**DATA FOR PROCESSING:**
Issue #2205, opened 2020-05-20
trace: Support for opentelemetry tracing


cmouli84:
**Is your feature request related to a problem? Please describe.**
I am instrumenting trace using opentelemetry library in application that uses google cloud resources. Since google cloud library instruments trace using [opencensus](https://github.com/googleapis/google-cloud-go/blob/master/internal/trace/trace.go#L29), I do not see spans for interactions with google cloud resources (e.g. _cloud.google.com/go/spanner.ReadWriteTransaction_)

**Describe the solution you'd like**
[Trace package](https://github.com/googleapis/google-cloud-go/blob/master/internal/trace/trace.go) to be updated to propagate both opencensus and opentelemetry Span in context and export it to registered Exporter/SpanProcessor

**Describe alternatives you've considered**
N/A

**Additional context**
N/A

codyoss:
@cmouli84 thanks for your interest in tracing. This client is auto-generated. If you would like a feature added to it the best place to express that would be https://issuetracker.google.com/issues/new?component=187216&template=0.
Thanks.

PR #8655, opened 2023-10-06
feat(internal/trace): add OpenTelemetry support

quartzmo:
Add GOOGLE_API_GO_EXPERIMENTAL_TELEMETRY_PLATFORM_TRACING env var flag for opt-in OpenTelemetry tracing.

refs: #2205

### OpenCensus sunsetting and OpenTelemetry support

The OpenCensus project is obsolete and was archived on July 31st, 2023. This means that any security vulnerabilities that are found will not be patched. We recommend that you begin migrating to OpenCensus tracing to OpenTelemetry, the successor project.

One year after the Google Cloud Go client libraries release the experimental, opt-in OpenTelemetry tracing support in this PR (mid-Q4 2023), the prior experimental OpenCensus tracing will be removed.

Using the [OpenTelemetry-Go - OpenCensus Bridge](https://github.com/open-telemetry/opentelemetry-go/tree/main/bridge/opencensus), you can immediately begin exporting your traces with OpenTelemetry, even while dependencies remain instrumented with OpenCensus. If you do not use the bridge, you will need to migrate your entire application and all of its instrumented dependencies at once.  For simple applications, this may be possible, but we expect the bridge to be helpful if multiple libraries with instrumentation are used.

Please refer to the following resources:

* [Sunsetting OpenCensus](https://opentelemetry.io/blog/2023/sunsetting-opencensus/)
* [OpenTelemetry-Go - OpenCensus Bridge](https://github.com/open-telemetry/opentelemetry-go/tree/main/bridge/opencensus)
* [What is OpenTelemetry?](https://opentelemetry.io/docs/what-is-opentelemetry/)
* [Cloud Trace - Go and OpenTelemetry](https://cloud.google.com/trace/docs/setup/go-ot)
* On GCE, use [Ops Agent and OpenTelemetry](https://cloud.google.com/trace/docs/otlp)

### Testing support for library maintainers

PTAL at `internal/testutil/trace_otel.go` and the update to `trace_test.go`. I wasn't able to match the existing `testutil` api perfectly, so testing support for OpenTelemetry will not be completely transparent. However, the new `testutil` functions are very close:

### OpenCensus

```go
te := testutil.NewTestExporter()
defer te.Unregister()
...
spans := te.Spans
```

### OpenTelemetry

```go
ctx := context.Background()
te := testutil.NewOpenTelemetryTestExporter()
defer te.Unregister(ctx)
...
spans := te.Spans()
```


internal/trace/trace.go
```diff
@@ -16,35 +16,74 @@ package trace
...
+var (
+	// TODO(chrisdsmith): What is the correct name for the OpenTelemetry tracer?
+	OpenTelemetryTracerName string = "cloud.google.com/go/internal/trace"
+)
+
+func IsOpenCensusTracingEnabled() bool {
+	return !IsOpenTelemetryTracingEnabled()
+}
+
+func IsOpenTelemetryTracingEnabled() bool {
```
shollyman, line 50: Can we reduce this to a singleton check somehow?  As written this means we're going to be interrogating the environment variables on every span start/end, but something like a sync.once or similar could do the env check once and retain the results of the lookup.

quartzmo: Yes, great point. Not sure how I missed this, really appreciate the comment.

internal/trace/trace_test.go
```diff
@@ -15,18 +15,154 @@
...
+var (
+	ignoreEventFields = cmpopts.IgnoreFields(sdktrace.Event{}, "Time")
+	ignoreValueFields = cmpopts.IgnoreFields(attribute.Value{}, "vtype", "numeric", "stringly", "slice")
+)
+
+func TestStartSpan_OpenCensus(t *testing.T) {
+	old := os.Getenv(telemetryPlatformTracing)
+	defer os.Setenv(telemetryPlatformTracing, old)
+	os.Setenv(telemetryPlatformTracing, "any value")
+	te := testutil.NewTestExporter()
```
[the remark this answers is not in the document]
quartzmo: @alvarowolfx Thanks for catching this. Great suggestion, will do.

internal/trace/trace.go
quartzmo: Updated, PTAL.

internal/trace/trace_test.go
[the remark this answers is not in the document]
quartzmo: @alvarowolfx PTAL at `internal/testutil/trace_otel.go` and the update to `trace_test.go`. I wasn't able to match the existing `testutil` api perfectly, so transparent conditional support is not going to work. But the new `testutil

internal/trace/trace_test.go
```diff
@@ -51,3 +184,110 @@ func TestToStatus(t *testing.T) {
...
+			t.Fatalf("apierror.FromError failed to parse %v", testcase.input)
+		}
+		got := toStatus(err)
+		if r := testutil.Diff(got, testcase.want); r != "" {
+			t.Errorf("got -, want +:\n%s", r)
+		}
+	}
+}
+
+func attrMap() map[string]interface{} {
```
shollyman, line 285: minor nit:  maybe give this a name that makes it clearer its test/example data?  Wasn't clear when I encountered it in the test code until I sought out the function implementation.

internal/trace/trace.go
shollyman: Thanks for making this change!

internal/trace/trace_test.go
quartzmo: Updated, thanks!

internal/trace/trace.go
```diff
@@ -16,35 +16,95 @@ package trace
...
-// StartSpan adds a span to the trace with the given name.
+const (
+	telemetryPlatformTracingOpenCensus    = "opencensus"
+	telemetryPlatformTracingOpenTelemetry = "opentelemetry"
+	telemetryPlatformTracingVar           = "GOOGLE_API_GO_EXPERIMENTAL_TELEMETRY_PLATFORM_TRACING"
+)
+
+var (
+	// TODO(chrisdsmith): What is the correct name for the OpenTelemetry tracer?
+	openTelemetryTracerName     string = "cloud.google.com/go/internal/trace"
```
codyoss, line 43: maybe just drop the internal/trace part?

internal/trace/trace.go
```diff
@@ -53,6 +113,18 @@ func toStatus(err error) trace.Status {
 	}
 }
 
+// toOpenTelemetryStatus converts an error to an equivalent OpenTelemetry status description.
+func toOpenTelemetryStatusDescription(err error) string {
+	var err2 *googleapi.Error
```
codyoss, line 118: Should this just be an APIError now? Everything should return those now, right? Same with the above toStatus stuff

internal/trace/trace.go
```diff
@@ -107,5 +202,34 @@ func TracePrintf(ctx context.Context, attrMap map[string]interface{}, format str
...
+
+// otAttrs converts a generic map to OpenTelemetry attributes.
+func otAttrs(attrMap map[string]interface{}) []attribute.KeyValue {
+	var attrs []attribute.KeyValue
+	// Sort the input map by its keys for predictable order in tests.
+	keys := make([]string, 0, len(attrMap))
+	for k := range attrMap {
+		keys = append(keys, k)
+	}
+	sort.Strings(keys)
```
codyoss, line 216: Can we just move the sorting to the test as that is where it is needed for. Don't want to have a runtime cost for non-test code.

internal/trace/trace_test.go
```diff
@@ -15,18 +15,151 @@
...
 )
 
+var (
+	ignoreEventFields = cmpopts.IgnoreFields(sdktrace.Event{}, "Time")
+	ignoreValueFields = cmpopts.IgnoreFields(attribute.Value{}, "vtype", "numeric", "stringly", "slice")
+)
+
+func TestStartSpan_OpenCensus(t *testing.T) {
+	old := openTelemetryTracingEnabled
+	defer func() {
```
codyoss, line 44: t.Cleanup may be nice here

internal/trace/trace.go
quartzmo: I'll look into this, thanks!

internal/trace/trace.go
quartzmo: Done, thanks!

internal/trace/trace.go
quartzmo: Done, thanks!

internal/trace/trace_test.go
quartzmo: Good call, done, thanks!

bhshkh:
Sorry, marked as draft by mistake

internal/trace/trace.go
quartzmo: I think this logic in bigtable shows a situation where the `err` closing the span could be an unwrapped `Status` or even a `io.EOF`:

https://github.com/googleapis/google-cloud-go/blob/bigtable/v1.20.0/bigtable/bigtable.go#L182-L215

codyoss: sure, but I just meant L117 here. Other cases can still be left.

quartzmo: ah sorry, i misunderstood

quartzmo: After trying this, I think it's best to just extract the `googleapi.Error` (if found), since it exposes the HTTP error message. With APIError, that message is only exposed by `Error()` but it gets some added prefix:

```
 trace_test.go:131: got googleapi: Error 400: INVALID ARGUMENT, want INVALID ARGUMENT
```

codyoss: I think that would be fine to call Error and all HTTP APIError *should have wrap a googleapis.Error. But I am fine with this for now. We can always make that change later.

codyoss (approved):

quartzmo:
I tested this manually using only an OpenTelemetry exporter and the `cloud.google.com/go/storage` client, and observed the storage span in Cloud Trace console when `GOOGLE_API_GO_EXPERIMENTAL_TELEMETRY_PLATFORM_TRACING=opentelemetry`.

/cc @cjcotter

PR #8657, opened 2023-10-08
fix(bigtable): return cluster error for Update when populated

lucetre:
### Problem
In our usage of `bigtableAdminClient.UpdateInstanceWithClusters`, we encountered a situation where it did not report cluster errors, despite `bigtableAdminClient.SetAutoscaling` correctly returning an error.

For instance, we attempted to update a Bigtable instance with a node count of 3 using a desired autoscaling configuration specifying a minimum of 1 and a maximum of 2 nodes. It's important to note that you cannot set the maximum serving nodes to a value less than the current cluster size. However, when updating cluster configurations, we did not receive an error message.

### Goal
This PR addresses this issue by improving the returned values to provide the relevant error message, as shown below:

```
Error found while updating instance with autoscaling config ({MinNodes:1 MaxNodes:2 CPUTargetPercent:50 StorageUtilizationPerNode:0}): rpc error: code = InvalidArgument desc = max_serve_nodes (2) must be equal to or greater than current cluster size (3)
```

### Related Link
- https://github.com/googleapis/google-cloud-go/issues/8665
- https://cloudlogging.app.goo.gl/gciQxq8BRA6sN5B86
- https://mlc.atlassian.net/browse/SRE2-2056


noahdietz:
Thanks for the fix @lucetre. I will update your branch and run presubmits. This looks straight forward enough.

noahdietz:
The conformance test was recently added and it was added in a broken state so this is a false positive.

PR #8658, opened 2023-10-09
test(bigtable): Run conformance tests for bigtable

bhshkh:
This PR adds conformance tests to be run on presubmit and merge.
For Bigtable, testproxy is started in background and conformance tests are executed against it


bigtable/conformance_test.sh
```diff
@@ -0,0 +1,87 @@
...
+    unset BIGTABLE_CONFORMANCE_TESTS_HOME;
+}
+trap cleanup EXIT
+
+# Checkout Bigtable conformance tests 
+mkdir -p $BIGTABLE_CONFORMANCE_TESTS_HOME
+git clone https://github.com/googleapis/cloud-bigtable-clients-test.git $BIGTABLE_CONFORMANCE_TESTS_HOME
+
+pushd $BIGTABLE_CONFORMANCE_TESTS_HOME > /dev/null;
+    cd tests
```
daniel-sanche, line 72: nit: why cd right after pushd? Maybe combine to same line?

internal/kokoro/presubmit.sh
```diff
@@ -65,6 +65,12 @@ runPresubmitTests() {
   if [ -f "emulator_test.sh" ]; then
     ./emulator_test.sh
   fi
+
+  # Run conformance tests against a test proxy.
+  if [ -f "conformance_test.sh" ]; then
+    ./conformance_test.sh
+  fi
```
daniel-sanche, line 72: I'm a bit confused about how exit codes are propagated here. `continuous.sh` seems to add together the exit_code after each sub-test, but presubmit seems to work differently.

Are you supposed to add ` | tee sponge_log.log` here so the error can be caught by `go-junit-report` in the line below? Or am I misunderstanding this section?

triplequark: The call to conformance_test.sh populates sponge.log if I'm reading this correctly - teeing here would duplicate output.

bigtable/conformance_test.sh
bhshkh: Done

internal/kokoro/presubmit.sh
bhshkh: Right

bigtable/conformance_test.sh
```diff
@@ -0,0 +1,85 @@
...
+    unset BIGTABLE_CLIENT_LIB_HOME;
+    unset BIGTABLE_TEST_PROXY_PORT;
+    unset BIGTABLE_TEST_PROXY_HOME;
+    unset BIGTABLE_CONFORMANCE_TESTS_HOME;
+}
+trap cleanup EXIT
+
+# Checkout Bigtable conformance tests 
+mkdir -p $BIGTABLE_CONFORMANCE_TESTS_HOME
+git clone https://github.com/googleapis/cloud-bigtable-clients-test.git $BIGTABLE_CONFORMANCE_TESTS_HOME
```
danieljbruce, line 69: Other PRs do this in the Yaml file like https://github.com/googleapis/nodejs-bigtable/pull/1349/files#diff-7bfd467904d753bc34e8f91ffbb8165dc048bbe3610af168c600072d0ec473c0R31-R34 and https://github.com/googleapis/java-bigtable/pull/1699/files#diff-7bfd467904d753bc34e8f91ffbb8165dc048bbe3610af168c600072d0ec473c0R29-R31. I notice this PR doesn't add a Github action. Is there any reason not adding a conformance test Github action was taken for this PR?

image

bhshkh: Earlier, I thought that adding a new github action would require extensive kokoro config similar to presubmit and continuous but after checking with Cody, I have learnt that it is not the case.

Now, I have added a separate github action.

bigtable/conformance_test.sh
```diff
@@ -0,0 +1,59 @@
...
+    echo "Cleanup testproxy and move logs"
+    kill -9 $proxyPID
+    # Takes the kokoro output log (raw stdout) and creates a machine-parseable
+    # xUnit XML file.
+    cat $sponge_log |
+      go-junit-report -set-exit-code >$clientLibHome/sponge_log.xml
+}
+trap cleanup EXIT
+
+pushd $conformanceTestsHome > /dev/null;
```
danieljbruce, line 52: Probably doesn't matter too much, but we can replace the pushd and popd with a cd like https://github.com/googleapis/nodejs-bigtable/pull/1349#discussion_r1348017520 suggests.

.github/workflows/conformance.yaml
```diff
@@ -0,0 +1,44 @@
...
+      with:
+        path: google-cloud-go
+    - uses: actions/checkout@v3
+      with:
+        repository: googleapis/cloud-bigtable-clients-test
+        ref: main
+        path: cloud-bigtable-clients-test
+    - uses: actions/setup-go@v4
+      with:
+        go-version: '>=1.20.2'
```
danieljbruce, line 40: Should we run this for multiple golang versions like in other clients?

https://github.com/googleapis/nodejs-bigtable/pull/1349/files#diff-7bfd467904d753bc34e8f91ffbb8165dc048bbe3610af168c600072d0ec473c0R25-R27

bigtable/conformance_test.sh
danieljbruce: Either way works IMO. pushd and popd or just one cd line.

daniel-sanche (approved):
LGTM

.github/workflows/conformance.yaml
bhshkh: The testproxy can be run 1.19, 1.20, 1.21 but the conformance tests themselves can be run only on 1.20.2
Modified accordingly.

bigtable/conformance_test.sh
bhshkh: Modified

bigtable/conformance_test.sh
```diff
@@ -49,11 +48,12 @@ function cleanup() {
...
 
-pushd $conformanceTestsHome > /dev/null;
-    # Run the conformance tests
-    go test -v -proxy_addr=:$testProxyPort | tee -a $sponge_log
-    RETURN_CODE=$?
-popd > /dev/null;
+# Run the conformance tests
+cd $conformanceTestsHome
+go install golang.org/dl/go1.20.2@latest
+go1.20.2 download
```
danieljbruce, line 54: Should these 2 lines above be removed?

bigtable/conformance_test.sh
```diff
@@ -49,11 +48,12 @@ function cleanup() {
...
+go1.20.2 test -v -proxy_addr=:$testProxyPort | tee -a $sponge_log
```
danieljbruce, line 55: Should this be done with the golang version that is currently selected in the strategy matrix?

danieljbruce (commented):
Just a couple of questions regarding Golang versions.

.github/workflows/conformance.yaml
danieljbruce: Got it. Thanks for the explanation.

danieljbruce (approved):

bigtable/conformance_test.sh
bhshkh: Conformance tests can only be run on Go 1.20.2. This is very specific to Bigtable. So, installation is being done here and not the common conformance.yaml

bigtable/conformance_test.sh
bhshkh: No.
This is running the conformance tests. Conformance tests can only be run on Go 1.20.2

Strategy matrix is for testproxy versions. https://github.com/googleapis/google-cloud-go/blob/main/README.md?plain=1#L31-L36

triplequark:
LGTM

triplequark (approved):

.github/workflows/conformance.yaml
```diff
@@ -0,0 +1,48 @@
...
+        repository: googleapis/cloud-bigtable-clients-test
+        ref: main
+        path: cloud-bigtable-clients-test
+    - uses: actions/setup-go@v4
+      with:
+          go-version: ${{ matrix.go }}
+    - run: go version
+    - run: go install github.com/jstemmer/go-junit-report/v2@latest
+    - run: chmod +x ./google-cloud-go/${{ matrix.folders }}/conformance_test.sh
+    - run: ./google-cloud-go/${{ matrix.folders }}/conformance_test.sh
```
noahdietz, line 48: Nit: please add a new line at  EoF
```suggestion
    - run: ./google-cloud-go/${{ matrix.folders }}/conformance_test.sh

```

bigtable/conformance_test.sh
noahdietz: Nit: Can you add a comment explaining *why* Go 1.20.2 is required? We will want to know for when we inevitably bump the minimum version to Go 1.21 in N years.

bigtable/conformance_test.sh
```diff
@@ -0,0 +1,59 @@
...
+
+# Run the conformance tests
+cd $conformanceTestsHome
+go install golang.org/dl/go1.20.2@latest
+go1.20.2 download
+go1.20.2 test -v -proxy_addr=:$testProxyPort | tee -a $sponge_log
+RETURN_CODE=$?
+
+echo "exiting with ${RETURN_CODE}"
+exit ${RETURN_CODE}
```
noahdietz, line 59: Nit: add new line at EoF
```suggestion
exit ${RETURN_CODE}

```

.github/workflows/conformance.yaml
```diff
@@ -0,0 +1,48 @@
...
+  pull_request:
+    paths:
+      - 'bigtable/**'
+name: conformance
+jobs:
+  conformance:
+    runs-on: ubuntu-latest
+    strategy:
+      matrix:
+        go: [ '1.19', '1.20', '1.21' ]
```
noahdietz, line 31: Why have a matrix strategy if it can only be run with one Go version? Just install that version specifically in the action and simplify the script code.

danieljbruce: I think the intent here was to have a particular golang version running for the test proxy server https://github.com/googleapis/google-cloud-go/pull/8658/files#diff-25791c2e81a435384b6d9fe6d3386af6ed532964e933261c53fbe00ff7bbc3e3R37 so that we can test the test proxy server on multiple golang versions. Currently, the way this is written is the test runner, which calls the test proxy server, has a fixed Golang version.

In the node client multiple node versions are tested because streaming behavior can vary by node version. I wonder if the same is true for Golang.

noahdietz: > streaming behavior can vary by node version. I wonder if the same is true for Golang.

I'm not sure, but the explanation sounds reasonable. I think it would be useful to have some/all of this detail documented in either a readme for or in comments.

.github/workflows/conformance.yaml
```diff
@@ -0,0 +1,48 @@
...
+on:
+  push:
+    paths:
+      - 'bigtable/**'
+    branches:
+    - main
+  pull_request:
+    paths:
+      - 'bigtable/**'
+name: conformance
```
noahdietz, line 25: Please rename this to something more specific e.g. `bigtable_conformance`. Thanks

bhshkh: Done

.github/workflows/conformance.yaml
bhshkh: Added

bigtable/conformance_test.sh
bhshkh: Added

bigtable/conformance_test.sh
bhshkh: Added

noahdietz (approved):

.github/workflows/conformance.yaml
bhshkh: Added

Issue #8387, opened 2023-08-06
bigquery: add missing_value_interpretations as append option


brachipa:
As describe [here](https://cloud.google.com/bigquery/docs/default-values#write_api) 

>The Storage Write API only populates default values when the [write stream](https://cloud.google.com/bigquery/docs/reference/storage/rpc/google.cloud.bigquery.storage.v1#google.cloud.bigquery.storage.v1.WriteStream) schema is missing a field that is contained in the destination table schema

So when we want to default value we need to make sure the field is missing from the schema, what makes our code ugly, we need to iterate over the schema fields and delete the column with the default value (field_with_default_value)

```go
	md, err := bqClient.Dataset(datasetName).Table(tableName).Metadata(ctx)
	if err != nil {
		...
	}

	schema := md.Schema
	convertedSchema, err := adapt.BQSchemaToStorageTableSchema(schema)
	if err != nil {
		...
	}
	savedInd := -1
	for i, field := range convertedSchema.Fields {
		if field.Name == "field_with_default_value" {
			savedInd = i
			break
		}
	}
	if savedI > 0 {
		convertedSchema.Fields = append(convertedSchema.Fields[:savedInd], convertedSchema.Fields[savedInd+1:]...)
	}
```

Or:

>You can also specify request-level default values in the missing_value_interpretations map within the [AppendRowsRequest message](https://cloud.google.com/bigquery/docs/reference/storage/rpc/google.cloud.bigquery.storage.v1#google.cloud.bigquery.storage.v1.AppendRowsRequest). Each key is the name of a column and its [value](https://cloud.google.com/bigquery/docs/reference/storage/rpc/google.cloud.bigquery.storage.v1#missingvalueinterpretation) indicates how to interpret missing values.
For example, the map {'col1': NULL_VALUE, 'col2': DEFAULT_VALUE} means that all missing values in col1 are interpreted as NULL, and all missing values in col2 are interpreted as the default value set for col2 in the table schema.

Unfortunately,  we have no way to pass this map into the append request!

The solution:

Add new option `WithMissingValueInterpretations` to pass this information

```go
missingValueInterpretation := map[string]storagepb.AppendRowsRequest_MissingValueInterpretation{
"field_with_default_value": storagepb.AppendRowsRequest_DEFAULT_VALUE}

....

result, err = stream.AppendRows(ctx, [][]byte{b}, managedwriter.WithMissingValueInterpretations(missingValueInterpretation))


```

[...]

PR #8686, opened 2023-10-11
feat(bigquery/storage/managedwriter): support default value controls

shollyman:
This PR adds new options to control how missing values are interpreted when writing.

For ManagedStream instantiation, the options are:
* `WithDefaultMissingValueInterpretation` (blanket setting for all columns)
* `WithMissingValueInterpretations` (per-column settings)

To support updates, these are added as AppendOption options:
* `UpdateDefaultMissingValueInterpretation`
* `UpdateMissingValueInterpretations`

Implementation-wise, this PR removes the previous schema-specific
versioner (`descriptorVersion`) and expands the concept to a versioned
AppendRowsRequest template (`versionedTemplate`).  This more general
mechanism allows us to version all settings that manifest as request fields 
in the AppendRowsRequest.

Fixes: https://github.com/googleapis/google-cloud-go/issues/8387


bigquery/storage/managedwriter/options.go
```diff
@@ -234,7 +235,48 @@ func WithTraceID(traceID string) WriterOption {
...
+
+// WithMissingValueInterpretations controls over how missing values are interpreted
+// for individual columns.
+//
+// You must provide a map to indicate how to interpret missing value for some fields. Missing
+// values are fields present in user schema but missing in rows. The key is
+// the field name. The value is the interpretation of missing values for the
+// field.
+//
+// For example, a map {'foo': NULL_VALUE, 'bar': DEFAULT_VALUE} means all
```
quartzmo, line 250: What do you think about an example showing a map in Go with `storagepb.AppendRowsRequest_MissingValueInterpretation` values, either in place of the generic map on this line or in a Go testable example?

bigquery/storage/managedwriter/options.go
```diff
@@ -234,7 +235,48 @@ func WithTraceID(traceID string) WriterOption {
...
+// missing values in field foo are interpreted as NULL, all missing values in
+// field bar are interpreted as the default value of field bar in table
+// schema.
+//
+// If a field is not in this map and has missing values, the missing values
+// in this field are interpreted as NULL.
```
quartzmo, line 256: Maybe mention also: "unless a non-null default was set using `WithDefaultMissingValueInterpretation`" ?

bigquery/storage/managedwriter/options.go
```diff
@@ -278,8 +320,37 @@ type AppendOption func(*pendingWrite)
...
+// UpdateMissingValueInterpretations updates the per-column missing-value intepretations settings,
+// and is retained for subsequent writes.  See the WithMissingValueInterpretations WriterOption for
+// more details.
+func UpdateMissingValueInterpretations(mvi map[string]storagepb.AppendRowsRequest_MissingValueInterpretation) AppendOption {
+	return func(pw *pendingWrite) {
+		prev := pw.reqTmpl
+		if prev == nil {
+			prev = newVersionedTemplate()
+		}
+		pw.reqTmpl = prev.revise(reviseMissingValueInterpretations(mvi))
```
quartzmo, line 340: Why does this require two calls? Why doesn't `newVersionedTemplate` accept `...templateRevisionF` like `revise`?

shollyman: changed it to allowed revise() to recover from a nil start state, which simplifies the options.  We don't know based on the call order if we need to instantiate, which is why passing them into the newVersionedTemplate constructor doesn't get us as much.

bigquery/storage/managedwriter/options.go
shollyman: updated the docstring here

bigquery/storage/managedwriter/options.go
shollyman: inlined a more language-appropriate example of specifying the option

bigquery/storage/managedwriter/options.go
```diff
@@ -234,7 +235,48 @@ func WithTraceID(traceID string) WriterOption {
 // AppendRows calls on the stream.
 func WithSchemaDescriptor(dp *descriptorpb.DescriptorProto) WriterOption {
 	return func(ms *ManagedStream) {
-		ms.curDescVersion = newDescriptorVersion(dp)
+		ms.curTemplate = ms.curTemplate.revise(reviseProtoSchema(dp))
+	}
+}
+
+// WithMissingValueInterpretations controls over how missing values are interpreted
```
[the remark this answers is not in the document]
shollyman: s/over//

alvarowolfx (approved):
added minor nit on missing comment and while I'm not a huge fan of the naming of the `reviseXXX` functions, I don't have a better alternative ( and they are all internal so 🤷 / and this can also be a matter of it not making much sense for a non native english speaking person haha )

bigquery/storage/managedwriter/integration_test.go
```diff
@@ -1262,6 +1264,97 @@ func testSchemaEvolution(ctx context.Context, t *testing.T, mwClient *Client, bq
...
 }
 
+func testDefaultValueHandling(ctx context.Context, t *testing.T, mwClient *Client, bqClient *bigquery.Client, dataset *bigquery.Dataset, opts ...WriterOption) {
+	testTable := dataset.Table(tableIDs.New())
+	if err := testTable.Create(ctx, &bigquery.TableMetadata{Schema: testdata.DefaultValueSchema}); err != nil {
+		t.Fatalf("failed to create test table %s: %v", testTable.FullyQualifiedName(), err)
+	}
+
+	m := &testdata.DefaultValuesPartialSchema{
+		// We only popu
```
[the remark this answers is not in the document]
shollyman: indeed.  completed comment.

**HOW TO COMPLETE THIS TASK:**
Find the lines above that hold "libraries", then copy each of them.

**SOLUTION TO THIS TASK:**
One year after the Google Cloud Go client libraries release the experimental, opt-in OpenTelemetry tracing support in this PR (mid-Q4 2023), the prior experimental OpenCensus tracing will be removed.
Using the [OpenTelemetry-Go - OpenCensus Bridge](https://github.com/open-telemetry/opentelemetry-go/tree/main/bridge/opencensus), you can immediately begin exporting your traces with OpenTelemetry, even while dependencies remain instrumented with OpenCensus. If you do not use the bridge, you will need to migrate your entire application and all of its instrumented dependencies at once.  For simple applications, this may be possible, but we expect the bridge to be helpful if multiple libraries with instrumentation are used.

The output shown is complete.